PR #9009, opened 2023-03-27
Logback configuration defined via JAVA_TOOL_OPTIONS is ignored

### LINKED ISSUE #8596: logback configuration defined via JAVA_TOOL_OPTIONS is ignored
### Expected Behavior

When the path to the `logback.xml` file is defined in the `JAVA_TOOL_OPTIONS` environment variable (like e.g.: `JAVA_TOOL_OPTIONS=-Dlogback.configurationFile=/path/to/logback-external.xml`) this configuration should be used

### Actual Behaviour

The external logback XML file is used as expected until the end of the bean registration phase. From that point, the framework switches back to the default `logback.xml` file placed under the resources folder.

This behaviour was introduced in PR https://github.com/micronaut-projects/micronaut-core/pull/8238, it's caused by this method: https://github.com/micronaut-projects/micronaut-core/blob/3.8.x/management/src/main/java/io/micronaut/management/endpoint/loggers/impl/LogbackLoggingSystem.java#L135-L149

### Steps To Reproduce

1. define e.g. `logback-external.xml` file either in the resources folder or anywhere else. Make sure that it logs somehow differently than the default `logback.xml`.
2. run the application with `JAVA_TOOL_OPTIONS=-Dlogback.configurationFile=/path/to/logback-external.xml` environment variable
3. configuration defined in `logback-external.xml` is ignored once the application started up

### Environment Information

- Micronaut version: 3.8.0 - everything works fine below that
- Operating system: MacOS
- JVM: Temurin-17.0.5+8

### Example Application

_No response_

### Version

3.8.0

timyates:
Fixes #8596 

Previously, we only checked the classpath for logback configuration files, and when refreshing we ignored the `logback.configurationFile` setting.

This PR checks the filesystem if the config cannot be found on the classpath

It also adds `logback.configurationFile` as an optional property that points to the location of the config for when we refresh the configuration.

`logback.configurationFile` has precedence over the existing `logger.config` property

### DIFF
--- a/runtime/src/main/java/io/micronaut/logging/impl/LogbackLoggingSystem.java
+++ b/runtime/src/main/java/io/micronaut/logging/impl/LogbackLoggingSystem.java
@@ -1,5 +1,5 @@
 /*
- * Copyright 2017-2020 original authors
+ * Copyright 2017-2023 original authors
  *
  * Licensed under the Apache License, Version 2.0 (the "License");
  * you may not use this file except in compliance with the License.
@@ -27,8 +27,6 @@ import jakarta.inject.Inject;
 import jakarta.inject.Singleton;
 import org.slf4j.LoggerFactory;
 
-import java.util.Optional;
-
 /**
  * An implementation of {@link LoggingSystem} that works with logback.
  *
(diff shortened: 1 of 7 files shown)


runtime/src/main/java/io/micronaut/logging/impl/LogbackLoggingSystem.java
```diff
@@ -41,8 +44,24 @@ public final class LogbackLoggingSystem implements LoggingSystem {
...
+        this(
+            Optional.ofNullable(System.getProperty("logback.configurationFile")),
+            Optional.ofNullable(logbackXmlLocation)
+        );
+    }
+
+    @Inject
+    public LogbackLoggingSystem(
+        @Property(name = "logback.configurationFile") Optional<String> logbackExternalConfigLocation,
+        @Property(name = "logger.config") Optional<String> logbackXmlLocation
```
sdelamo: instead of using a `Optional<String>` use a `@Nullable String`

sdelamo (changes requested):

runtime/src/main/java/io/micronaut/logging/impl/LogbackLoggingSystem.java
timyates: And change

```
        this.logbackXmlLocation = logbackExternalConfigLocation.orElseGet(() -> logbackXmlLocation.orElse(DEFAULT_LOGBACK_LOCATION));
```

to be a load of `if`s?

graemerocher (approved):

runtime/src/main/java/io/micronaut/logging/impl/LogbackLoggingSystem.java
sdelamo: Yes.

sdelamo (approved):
_ _ _ _ _ _ _
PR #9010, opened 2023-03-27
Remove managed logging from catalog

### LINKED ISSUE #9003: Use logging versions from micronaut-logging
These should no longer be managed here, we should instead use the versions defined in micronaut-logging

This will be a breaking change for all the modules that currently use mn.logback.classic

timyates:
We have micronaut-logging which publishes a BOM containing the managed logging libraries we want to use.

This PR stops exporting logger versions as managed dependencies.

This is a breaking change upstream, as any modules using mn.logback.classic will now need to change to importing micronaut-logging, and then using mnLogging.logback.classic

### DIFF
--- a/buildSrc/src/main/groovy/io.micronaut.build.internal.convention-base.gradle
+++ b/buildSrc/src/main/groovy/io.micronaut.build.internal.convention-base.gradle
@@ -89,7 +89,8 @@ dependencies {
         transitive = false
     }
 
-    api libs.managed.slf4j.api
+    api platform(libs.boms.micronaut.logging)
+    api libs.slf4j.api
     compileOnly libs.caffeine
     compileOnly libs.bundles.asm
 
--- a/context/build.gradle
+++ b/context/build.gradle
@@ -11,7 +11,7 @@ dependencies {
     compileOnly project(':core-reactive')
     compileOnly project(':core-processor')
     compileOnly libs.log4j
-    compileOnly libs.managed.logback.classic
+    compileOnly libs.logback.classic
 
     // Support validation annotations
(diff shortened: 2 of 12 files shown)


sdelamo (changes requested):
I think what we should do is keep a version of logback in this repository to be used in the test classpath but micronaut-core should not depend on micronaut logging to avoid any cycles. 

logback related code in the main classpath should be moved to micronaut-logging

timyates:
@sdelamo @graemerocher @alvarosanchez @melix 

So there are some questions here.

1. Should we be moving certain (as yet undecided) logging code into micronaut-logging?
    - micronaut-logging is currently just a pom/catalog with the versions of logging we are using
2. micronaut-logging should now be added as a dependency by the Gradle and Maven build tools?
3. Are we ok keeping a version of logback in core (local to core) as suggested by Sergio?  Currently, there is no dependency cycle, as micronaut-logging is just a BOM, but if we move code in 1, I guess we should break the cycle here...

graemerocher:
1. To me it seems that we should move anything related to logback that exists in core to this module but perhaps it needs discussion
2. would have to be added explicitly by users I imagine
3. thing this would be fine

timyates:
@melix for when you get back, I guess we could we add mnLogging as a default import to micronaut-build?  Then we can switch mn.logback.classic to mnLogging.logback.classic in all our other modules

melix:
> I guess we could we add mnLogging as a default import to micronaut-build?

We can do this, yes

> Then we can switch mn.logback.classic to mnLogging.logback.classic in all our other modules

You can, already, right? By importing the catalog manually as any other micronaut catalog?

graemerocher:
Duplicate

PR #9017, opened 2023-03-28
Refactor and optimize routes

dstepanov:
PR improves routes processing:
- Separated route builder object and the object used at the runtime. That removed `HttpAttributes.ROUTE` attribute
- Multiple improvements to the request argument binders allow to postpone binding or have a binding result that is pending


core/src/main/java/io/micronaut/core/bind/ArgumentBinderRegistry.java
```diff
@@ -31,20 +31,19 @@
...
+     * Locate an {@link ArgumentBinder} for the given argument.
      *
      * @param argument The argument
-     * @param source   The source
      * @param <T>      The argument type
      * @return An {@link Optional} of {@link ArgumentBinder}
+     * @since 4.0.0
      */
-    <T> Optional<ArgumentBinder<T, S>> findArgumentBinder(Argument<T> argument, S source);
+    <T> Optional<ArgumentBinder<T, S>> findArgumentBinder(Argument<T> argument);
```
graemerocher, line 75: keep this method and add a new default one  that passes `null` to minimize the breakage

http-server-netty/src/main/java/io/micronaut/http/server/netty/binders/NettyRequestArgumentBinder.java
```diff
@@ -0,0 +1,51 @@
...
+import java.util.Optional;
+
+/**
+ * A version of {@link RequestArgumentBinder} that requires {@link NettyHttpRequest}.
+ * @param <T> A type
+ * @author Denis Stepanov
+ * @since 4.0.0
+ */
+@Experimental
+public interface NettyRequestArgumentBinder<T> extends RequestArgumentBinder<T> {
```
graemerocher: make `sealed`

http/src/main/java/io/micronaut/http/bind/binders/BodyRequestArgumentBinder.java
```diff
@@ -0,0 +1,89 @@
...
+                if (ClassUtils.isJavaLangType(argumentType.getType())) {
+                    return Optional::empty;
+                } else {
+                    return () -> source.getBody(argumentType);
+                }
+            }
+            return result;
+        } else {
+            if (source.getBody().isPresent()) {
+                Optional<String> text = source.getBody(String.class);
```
_ _ _ _ _ _ _
From the records above, copy out the line with "1. Should we", the line with "We can do this, yes", and every line between them, word for word.

1. Should we be moving certain (as yet undecided) logging code into micronaut-logging?
    - micronaut-logging is currently just a pom/catalog with the versions of logging we are using
2. micronaut-logging should now be added as a dependency by the Gradle and Maven build tools?
3. Are we ok keeping a version of logback in core (local to core) as suggested by Sergio?  Currently, there is no dependency cycle, as micronaut-logging is just a BOM, but if we move code in 1, I guess we should break the cycle here...

graemerocher:
1. To me it seems that we should move anything related to logback that exists in core to this module but perhaps it needs discussion
2. would have to be added explicitly by users I imagine
3. thing this would be fine

timyates:
@melix for when you get back, I guess we could we add mnLogging as a default import to micronaut-build?  Then we can switch mn.logback.classic to mnLogging.logback.classic in all our other modules

melix:
> I guess we could we add mnLogging as a default import to micronaut-build?

We can do this, yes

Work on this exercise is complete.